Changing the battery is pretty straightforward with detailed information on how to do so in the manual.
However, there is no hot swap feature. So, it is not advisable to replace the battery when de-saturation is in progress since all de-saturation calculations will be lost. After replacing the battery, you will also need to reset the time and date.
Extensive Dive Log Memory With Optional PC Connectivity
It is also equipped with an onboard log book with can hold about 60 (70 hours) of your latest, which is more than sufficient memory if you’re just starting out.
You can also easily download all your logged dives to your PC or MAC with the optional PC Download Interface Kit.
Once downloaded, you can see more detailed dive profiles including colored graphs. Having this additional information can help you become a better diving by allowing you to see critical dive data not displayed on the computer.
What Are Other Divers Saying About the Cressi Leonardo
The overall feedback from divers how have used the dive computer was fairly positive. At the time of writing this review, it got a rating of 4.2 out of 5 five stars at Leisurepro.com and 3.8 out of 5 Stars on Amazon.com, indicating that most customers were happy with their purchase.
Most dives how bought the computer were beginner divers and felt the that it delivered as advertised. Many liked the single button interface and the large screen which makes the dive computer simple to program and read.
There was much appreciation for the ability to download dives to your PC or Mac for more detail dive profile and the ability to add additional information to the log.
There were also mentions of the alerts being loud enough to hear clearly, and appreciation for the ascent rate indicator and alarm as well as the ability to adjust the overall safety factor of the dive computer.

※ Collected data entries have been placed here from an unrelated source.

PR #192, opened 2019-12-06
Reordering ida

gustavo-salazar:
Improvements on the Search by IDA:

* The domains can be dragged to reorder them.
* A domain that matches an accession, is painted with the color of it
* Changing the display of pfam or InterPro accessions is now in the redux state
* Minor style fixes.

### DIFF
--- a/src/components/SearchByIDA/style.css
+++ b/src/components/SearchByIDA/style.css
@@ -94,7 +94,7 @@ ul.ordered {
   //border: black solid 2px;
   border-radius: var(--entry-padding);
 
-  @nest & button {
+  @nest & button.close {
     position: absolute;
     background: transparent;
     font-size: 0.8em;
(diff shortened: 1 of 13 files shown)


src/components/SearchByIDA/style.css
```diff
@@ -104,9 +105,33 @@ ul.ordered {
     //border: black solid 1px;
     width: 1em;
   }
-  @nest & button:hover {
+  @nest & button.drag {
```
CodeGit: I suggest putting draggable sections on both the beginning and the end of the domain graphic. I would also consider centre justifying the text in the domain graphic or increasing the amount of padding between the draggable section and the domain text.

gustavo-salazar:
@CodeGit about your comments:
* Not so sure about adding a second draggable section I think it would look funny
* between centering or adding padding I vote for padding.
* I'll make the suggested changes in the text

PR #193, opened 2019-12-12
Notifications section added in settings 

Swaathik:


gustavo-salazar:
I like it! 

But I wonder if we can abstract its usage to avoid some repeated code... Maybe creating a new component Tip, that has as props: `{title, body, checkLabel, settingLabel}` and the addToast gets call from there. That way we have a single point for code that is currently repeated, for example the `updateToastSettings` methods.

Maybe @CodeGit or lorna can suggest edits on the text... not only the content of the Toast but also the name of the setting category.

I don't think the tip to click on the InterProScan ID is actually necessary. Seems intuitive to me.

PR #196, opened 2019-12-17
Submit annotation

Swaathik:


gustavo-salazar:
I started by checking the commit on the API and I have a couple of suggestions in that side:
* When an error is [returned](https://github.com/ProteinsWebTeam/interpro7-api/blob/541a19e1fd2c5f616abcdff62370082c55768dd8/webfront/views/mail.py#L25) because of too many attempts, it should return a HTTP code error `429` Too many requests.
* maybe name the method [`store_credentials`](https://github.com/ProteinsWebTeam/interpro7-api/blob/541a19e1fd2c5f616abcdff62370082c55768dd8/webfront/views/mail.py#L42) something like `store_credentials_and_mail`
* Add an HTTP code status for the error in the [last line](https://github.com/ProteinsWebTeam/interpro7-api/blob/541a19e1fd2c5f616abcdff62370082c55768dd8/webfront/views/mail.py#L71)

gustavo-salazar:
And for the client side, I think what is missing is the error handling.
And maybe show a toast, acknowledging the mail sent.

Although it does not have gas switching capabilities, it still works well with Nitrox.
The Bottom Line
The Leonardo is one of the best dive computers for new divers or those who prefer simplicity. It delivers as advertised and priced at a point that won’t break the bank.
Many advanced divers might find it too basic thou, as its algorithm is on the conservative site and lacks features such as air integration and multi-gas switching capabilities. However, it’s still one of the top recommendation for an entry-level dive computer.